McKinsey CEO Bob Sternfels said last month that the firm added 25,000 AI agents to its staff in less than two years.
His rivals were unimpressed.
“I don’t think the number of agents translates directly to value,” EY’s global engineering chief, Steve Newman, told Business Insider. “In fact, some of the best value that we have is returned by just a handful of agents that are doing the heavy lifting.”
Newman said EY is more focused on measuring efficiency. He said EY tracks agent value through key performance indicators for productivity, quality, and cost.
“We chart those month to month, quarter to quarter, and that’s what my lens is as to the effectiveness of AI,” he said.
PwC’s chief AI officer, Dan Priest, also recently told Business Insider that he’s unmoved by McKinsey’s army of AI agents.
“I think that’s probably the wrong measure,” he said. The value of AI deployment is better measured by the quality — not the quantity — of agents, he said.

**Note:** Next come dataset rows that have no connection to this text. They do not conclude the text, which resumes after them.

Issue #3333, opened 2019-05-24
why  my chrome can not use it following is the message 


anewcoder1992:
Your browser does not run web extensions like Vimium on certain pages, usually for security reasons.  Unless your browser's developers change their policy, then unfortunately it is not possible to make Vimium (or any other web extension, for that matter) work on this page

gdh1995:
Chrome doesn't allow Vimium to run on URLs of `chrome://`, `https://chrome.google.com/*` and `about:*`.

Hafizur046:
mine is showing this error even on FB quite strange it didn't use to show it there and it shouldn't

dantehemerson:
How I can enable it?

lucidBrot:
Same message in vimium encountered rn on https://linux.die.net/man/1/ed ... no idea why but reloading the page fixed it.

adeora7:
Maybe you recently installed the extension and those pages were already open and the extension couldn't inject any javascript magic that it does when a page loads. That was the issue in my case.

bsdson:
This happened to me on site "stackoverflow".
A reload fixes it.

USAMAWIZARD:
@dantehemerson @gdh1995 @anewcoder1992 please checkout this pr if you want to run it on chrome:// pages Thank  you

philc:
For why it doesn't run on chrome:// pages, this is documented [here in the FAQ](https://github.com/philc/vimium/wiki/FAQ#why-doesnt-vimium-work-on-the-chrome-store-or-urls-starting-with-chrome).

PR #4583, opened 2024-12-05
allow extension to run on chrome://pages

USAMAWIZARD:
## Description
its very annoying when I am on a home tab and cannot user vim binding so this pr adds permission to allow chrome to run extension on chrome:// pages https://github.com/philc/vimium/issues/3333

you will need to enable extension chrome://flags/#extensions-on-chrome-urls

### DIFF
--- a/manifest.json
+++ b/manifest.json
@@ -16,7 +16,7 @@
     "browser_style": false,
     "open_in_tab": true
   },
-  "host_permissions": ["<all_urls>"],
+  "host_permissions": ["chrome://*/*","<all_urls>"],
   "permissions": [
     "tabs",
     "bookmarks",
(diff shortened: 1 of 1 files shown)


philc:
Thanks for documenting this workaround.

I think this PR should probably be added if Chrome's extensions-on-chrome-urls flag was true by default.

Presumably Firefox doesn't have this feature?

Do you happen to know what the permissions behavior is when the user installs an extension with "chrome://*/*" in the host_permissions when the user doesn't have extension-on-cchrome-urls enabled? Are they still prompted to grant the permission on install?

Requesting a permission that most users won't make use of (because they wouldn't bother to enable chrome://flags/#extensions-on-chrome-urls) isn't worth the added UX friction.

Note that there will probably be some fragmentation in how chrome URLs will be treated by chromium
browsers; see [this discussion about Brave](https://www.reddit.com/r/brave_browser/comments/1bwk773/allow_extensions_on_chrome_urls_how_dead_flag/).

PR #1622, opened 2019-03-26
💄 Rearrange sample preview header.

matthiasrohmer:
Not 100% happy, WDYT?
Bildschirmfoto 2019-03-26 um 13 03 30


sebastianbenz:
I like it, except the massive logo.

How about removing `Example Preview` from the logo and adding `Preview: ` in front of the title?

PR #1632, opened 2019-03-26
Implement statics collector.

matthiasrohmer:
Following the request for smaller PRs I thought I'd already onboard you on this 😉 That's something I started a few days back and love to hear your thoughts on: I started implementing `staticsCollector.js` which I planned to solve two issues with.

It creates WEBPs and image size renditions (later enabling srcsets) while collecting the static files. Additionally it automatically creates ZIP-archives from folders that end on `.zip`. This allows the template ZIPs to be properly version controlled without the need to manually zip them.

What do you think so far? My next step would be to add the statics inventory to modify the static middleware to react on `?width=144` and check in the inventory JSON if an image matching that size is available and then vending it.

You can try it with `node platform/lib/build/staticsCollector.js` - make sure to manually clean `platform/static` before.


sebastianbenz:
I'd pick a slightly different approach here (for the image part). I see this as part of the optimizer. I'd like to have a transformer that analyses all amp-imgs and rewrites them to use webp and srcset. The API could look something like:

```
class ImageTransformer() {
   
  constructor(imageOptimizer) {
     this.imageOptimizer_ = imageOptimizer;
  }

  transform(tree, params) {
     // discover amp images
    const ampImgNode = ...
    const srcSet = [];
    // resize will return the path to resized image
    srcSet.push(this.imageOptimizer.resize(ampImgNode.attribs.src, 'w220'));
    srcSet.push(this.imageOptimizer.resize(ampImgNode.attribs.src, 'w320'));
    ...
   addSrcSet(ampImgNode, srcSet)
   addWebp(ampImgNode, this.imageOptimizer.webp(ampImgNode.attribs.src));
  }
}
```

Sharp is a good candidate for using it as imageOptimizer. 

The zip part is great!

matthiasrohmer:
Core feature of having virtual ZIPs is part of #1881.

PR #1652, opened 2019-03-28
🐛 Fix sidebar scrolling behaviour.

keevkeev:
Component sidebar and sidebar contained a max-height and position sticky that caused the user to have to scroll on desktop devices. For mobile devices the overflow auto property allowed for horizontal  scrolling when overflowed


matthiasrohmer:
Thanks, Andrew. Forwarding to Sebastian to make sure that is what he intended. @sebastianbenz, this would render the sidebar in its full length, even if the content doesn't span the full height. See:

Bildschirmfoto 2019-03-28 um 12 24 05

sebastianbenz:
Interesting side-effect when the sidebar is longer than the content. Can we make it so that it doesn't grow bigger than the content? Otherwise it's weird to have so much empty space before the footer.

keevkeev:
having the height of the sidebar based on the height of the content of component page was a nice solution, however still caused the problem of users having to scroll to reach the sidebar if the component page was larger than the content in the sidebar. The solution I have pushed positions the sidebar to sticky as the user scrolls with a fixed height of 100vh which should prevent the page being larger than it needs to for component pages with less content

matthiasrohmer:
TBH, I think the scrolling behaviour now got worse than it has been before since you have three scrollable somehow nested containers: body, content pane, sidebar. I know it's implemented as you've explained to me, but trying it out for myself I am not really satisfied. 😅I'll cherry pick the images bug, then we need to figure out a different solution for the sidebar.

pbakaus:
what's the status here?

matthiasrohmer:
Closed in favor of #2195.

PR #1670, opened 2019-03-31
Use AMP validator for dependency injection.

matthiasrohmer:
That's a long due change: instead of using unreliable string lookups to determine the used AMP extensions we use the validator to get `MISSING_REQUIRED_EXTENSION` errors that are automatically resolved while building the page. The used extensions are cached on locale-basis.

Gosh... this kills build times. What it currently does is calling the Node validator as a subprocess for each request/page which of course has a lot of overhead. I also experimented with reusing the same process but this breaks as soon as Grow starts multithreading. Another approach I considered was firing up another server (as if we haven't enough already) and using HTTP to communicate between Grow and Node but the overhead might be similar to processes.

Other options I see: use the Protobuffs to build a Python validator or leave the string lookup solution in place and fix-up possible errors in the JS pipeline. While researching on the validator I stumpled over references to a C++ validator but that doesn't seem to be open sourced - that could have been another option then.

Another way to go (that Paul advocated against if I remember correctly) would be to use explicit hints in the templates similar to `{% do doc.amp.use('amp-animation') %}`. That would be by far the speediest solution.


sebastianbenz:
Thanks for looking into this. TBH, I'm in favour of explicitly declaring dependencies via ` {% do doc.amp.use('amp-animation') %}`. Two reasons for this:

Sternfels first talked about his firm’s onboarding of tens of thousands of agents in January at the Consumer Electronics Show in Las Vegas. He mentioned it again on an episode of Harvard Business Review’s IdeaCast. A McKinsey spokesperson later confirmed to Business Insider that the number was accurate.
Sternfels said the firm plans to add more, too. In the next year and a half, every one of its 40,000 human employees will be “enabled by at least one or more agents,” he said.
AI has rapidly reshaped the consulting industry in recent years. McKinsey, EY, PwC, and other consulting firms are all racing to both adopt AI internally and position themselves as the go-to for other companies seeking advice on how to do the same.
EY said during an October earnings call that it invests more than $1 billion each year to develop AI-first platforms and products, including building 1,000 AI agents and deploying more than 100 internal AI applications.